View Full Version : Through The Leafless Trees (125 words)

December 8th, 2010, 10:11 PM
Funny business this is, looking for strangers in the woods. Michael`s boot squeezed the cigarette butt into the slush. Running a mitten across his head, correcting the part of his snow speckled hair, he gazed out through the gaps between the leafless trees, studying the not so distant highway. Michael had never seen anyone in this particular woodlot, but there were foot prints snaking through the sparse maple tree, trampling the frozen thicket. Someone might pass. He sat on a log and lit another cigarette, losing count.

If anyone asked him why he came to this brush he would say, ``to be alone and to think...`` Of course, he knew the truth. His motivation was quite the opposite: he went there to find someone and to forget.

December 8th, 2010, 10:37 PM
It seems like you wanted to play off of the element of suspense for your character--and after finishing it, I can say that there are indeed a lot of questions about "Michael". It probably has a lot to do with the succinctness of it, but though I find your character mysterious, there is very little in the story to "connect to", meaning that he is a mysterious yet detached character. I'm not saying necessarily to change the action (I love his response), and you do indeed have some elements of characterization (the cigarettes in particular), but I would add a little to try and connect with the reader-give us a reason why we should be interested in this mysterious man.

December 11th, 2010, 07:53 AM
I like the title, and so far, I feel that I would want to read more...there is a sense of mystery.
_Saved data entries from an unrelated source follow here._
PR #801, opened 2018-03-09
[WPF] Move ExTreeViewItem brush styles from template to outer style

chkn:
This should not change the appearance or behavior, but should make it
easier to override these styles externally.


chkn:
Just found an issue.. will confirm and fix when I'm back at my Windows machine.

chkn:
Not sure if that actually made a difference, but I believe this is technically correct now.

PR #804, opened 2018-03-15
[Mac] Fix TreeView.ExpandToRow

sevoku:


Xwt.XamMac/Xwt.Mac/TreeViewBackend.cs
```diff
@@ -306,12 +307,19 @@ public void ScrollToRow (TreePosition pos)
 		public void ExpandToRow (TreePosition pos)
 		{
 			var p = source.GetParent (pos);
+			if (p == null)
+				return;
+			var s = new Stack<TreePosition> ();
```
Therzok: Why do we use a stack here?

sevoku: It was quick and easy. But we can replace it with a list if it's woth it perf wise.

Therzok: Nope, it's okay. Was wondering why we needed the `Stack<>` usage if it was just a linear list reverse.

PR #805, opened 2018-03-16
[A11y] Add ability to add native accessibility children to Xwt access…

iainx:
…ibles

Sometimes widgets need accessible children that aren't backed by individual
widgets, this allows them to be created natively and added to Xwt Widgets


iainx:
Realised I need to add ability to remove/clear the children too

PR #771, opened 2026-06-03
Issue 770 fix

### LINKED ISSUE #770: Inline Latex not rendering correctly (MathJax Config outdated)
When using inline LaTeX with single Dollars, the math is not correctly rendered with the default template.

```
  ### Math LaTex

  which is rendered like this:

```
renders like 

Image

This is due to an outdated MathJax configuration.

Resolve this issue by updating the MathJax config in the base.tpl file.

opt12:
Fixes https://github.com/doorstop-dev/doorstop/issues/770

- updated the MathJax configuration on `base.tpl` to the new format.
- added an example of inline math in `TUT17.yml 

Now renders correctly:
grafik

### DIFF
--- a/.gitignore
+++ b/.gitignore
@@ -52,3 +52,4 @@ coverage.xml
 
 # Eclipse
 .settings
+$(git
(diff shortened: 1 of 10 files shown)


opt12:
@jacebrowning Sorry, I fell in the Git trap again.

My base branch was obviously incorrect. I'll start another PR with the correct basis.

You are very descriptive, and set a mood, to draw the reader inů.

December 11th, 2010, 01:33 PM

You have a tense shift in the first sentence. - this is - when the story is told in past tense.
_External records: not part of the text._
PR #772, opened 2026-06-03
updated MAthJax configuration

### LINKED ISSUE #770: Inline Latex not rendering correctly (MathJax Config outdated)

opt12:
Fixes https://github.com/doorstop-dev/doorstop/issues/770

(This is now the correct PR based on the latest develop branch)

- updated the MathJax configuration on base.tpl to the new format.
- added an example of inline math in `TUT17.yml

Now renders correctly:
grafik

### DIFF
--- a/doorstop/core/tests/files/published.html
+++ b/doorstop/core/tests/files/published.html
@@ -6,11 +6,19 @@
   <link rel="stylesheet" href="../template/bootstrap.min.css" />
   <link rel="stylesheet" href="../template/general.css" />
   <link type="text/css" rel="stylesheet" href="../template/doorstop.css" />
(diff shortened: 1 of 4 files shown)


opt12:
I missed to update the test case reference.
I'll add this tomorrow. Please hold on.

opt12:
Test references updated.

jacebrowning (approved):

PR #780, opened 2026-06-25
Fix golden master updates and cleanup handling in tests

### LINKED ISSUE #779: Golden master pattern broken in several tests due to incorrect order and teardown reset
## Description

The golden master pattern is a testing technique where the output of a
function is written to a reference file ("golden master") on the first run.
On subsequent runs the output is compared to this reference file. If the
output changes, the test fails and the reference file is updated, making
the change visible in `git diff` for deliberate review and approval.

This pattern was not working correctly in doorstop due to two separate
issues.

## Issue 1: Assert before write

In some tests the assertion was performed before the reference file was
updated, so the golden master file was never updated on a failing test:

```python
# Broken: reference file is never updated when assertion fails
self.assertEqual(expected, text)
common.write_text(text, path)  # ← never reached on failure
```

The correct order is to write the reference file first, then assert:

```python
# Correct: reference file is always updated, then compared
if text != expected:
    common.log.error(f"Published content changed: {path}")
    common.write_text(text, path)  # ← always executed
self.assertEqual(expected, text)
```

## Issue 2: Teardown reset of golden master files

The test teardown fixture `cleanup_test_yml_files` and `reset_fixture_files`
reset all Git-tracked YAML files after each test, including golden master
reference files such as `exported.yml`. This undid any intentional updates
made by the golden master pattern, so changes to the reference file were
lost before they could be reviewed in `git diff`.

## Expected behavior

- The golden master reference files should always be updated with the
  current output before the assertion is performed.
- Golden master files should not be reset by the teardown fixtures, so
  that intentional changes are visible in `git diff` and can be reviewed
  and committed deliberately.

## Fix

- Correct the order of `write_text` and `assertEqual` in affected tests.
- Introduce a `GOLDEN_MASTER_FILES` set in `doorstop/core/tests/__init__.py`
  and exclude these files from the teardown reset in both
  `cleanup_test_yml_files` and `reset_fixture_files`.

opt12:
closes https://github.com/doorstop-dev/doorstop/issues/779

**Description**

This PR fixes the golden master test workflow.

Changes:
- Ensure golden master files are updated before assertions fail
- Prevent teardown cleanup from resetting golden master files such as `exported.yml`
- Add a heading-type `REQ007` fixture to cover export/publish output changes
- Avoid failing local `test-all` runs when coverage upload is unavailable, e.g. in worktrees

This makes intentional golden master updates visible in `git diff` and keeps local test runs stable.

### DIFF
--- a/Makefile
+++ b/Makefile
@@ -113,7 +113,8 @@ test-int: test-all
 test-all: install
 	TEST_INTEGRATION=true poetry run pytest $(PACKAGES) $(PYTEST_OPTIONS)
 ifndef DISABLE_COVERAGE
-	@ poetry run coveragespace update overall || echo "Coverage upload skipped: no remote origin configured"
+	@ echo
+	poetry run coveragespace update overall
 endif
 
 .PHONY: test-cover
--- a/Makefile
+++ b/Makefile
@@ -111,9 +111,9 @@ test-int: test-all
 
 .PHONY: test-all
 test-all: install
-    TEST_INTEGRATION=true poetry run pytest $(PACKAGES) $(PYTEST_OPTIONS)
+	TEST_INTEGRATION=true poetry run pytest $(PACKAGES) $(PYTEST_OPTIONS)
 ifndef DISABLE_COVERAGE
-    @ poetry run coveragespace update overall || echo "Coverage upload skipped: no remote origin configured"
+	@ poetry run coveragespace update overall || echo "Coverage upload skipped: no remote origin configured"
 endif
 
 .PHONY: test-cover
--- a/Makefile
+++ b/Makefile
@@ -111,10 +111,9 @@ test-int: test-all
 
 .PHONY: test-all
 test-all: install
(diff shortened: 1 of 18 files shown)


Makefile
```diff
@@ -113,8 +113,7 @@ test-int: test-all
 test-all: install
 	TEST_INTEGRATION=true poetry run pytest $(PACKAGES) $(PYTEST_OPTIONS)
 ifndef DISABLE_COVERAGE
-	@ echo
-	poetry run coveragespace update overall
+	@ poetry run coveragespace update overall || echo "Coverage upload skipped: no remote origin configured"
```
jacebrowning: The rest of this diff is good but please undo this change as it's not in scope for the issue. You can already `export DISABLE_COVERAGE=true` to skip this.

jacebrowning (changes requested):

Makefile
opt12: Fair enough!

You are right, this is out of scope and unnecessary.

Maybe you consider to squash the commits when accepting the PR to keep the history cleaner.

Regards, @opt12

jacebrowning (approved):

I see a few more, those 'ing' words in past tense, though push a movement of sorts into a past action, can be shown better if placed solidly in the past. In this piece you have present, past and past perfected. so too many.

The other thing is that you don't stay long enough on a particular image, so though descriptive in a way, they don't rest long enough in my mind before you move on. the leafless trees, the distant highway.

If this is flash fiction, I can see the whole story, which is good, but I have no attachment to his suffering, why he wants to get away, some sort of hint would help with an empathy.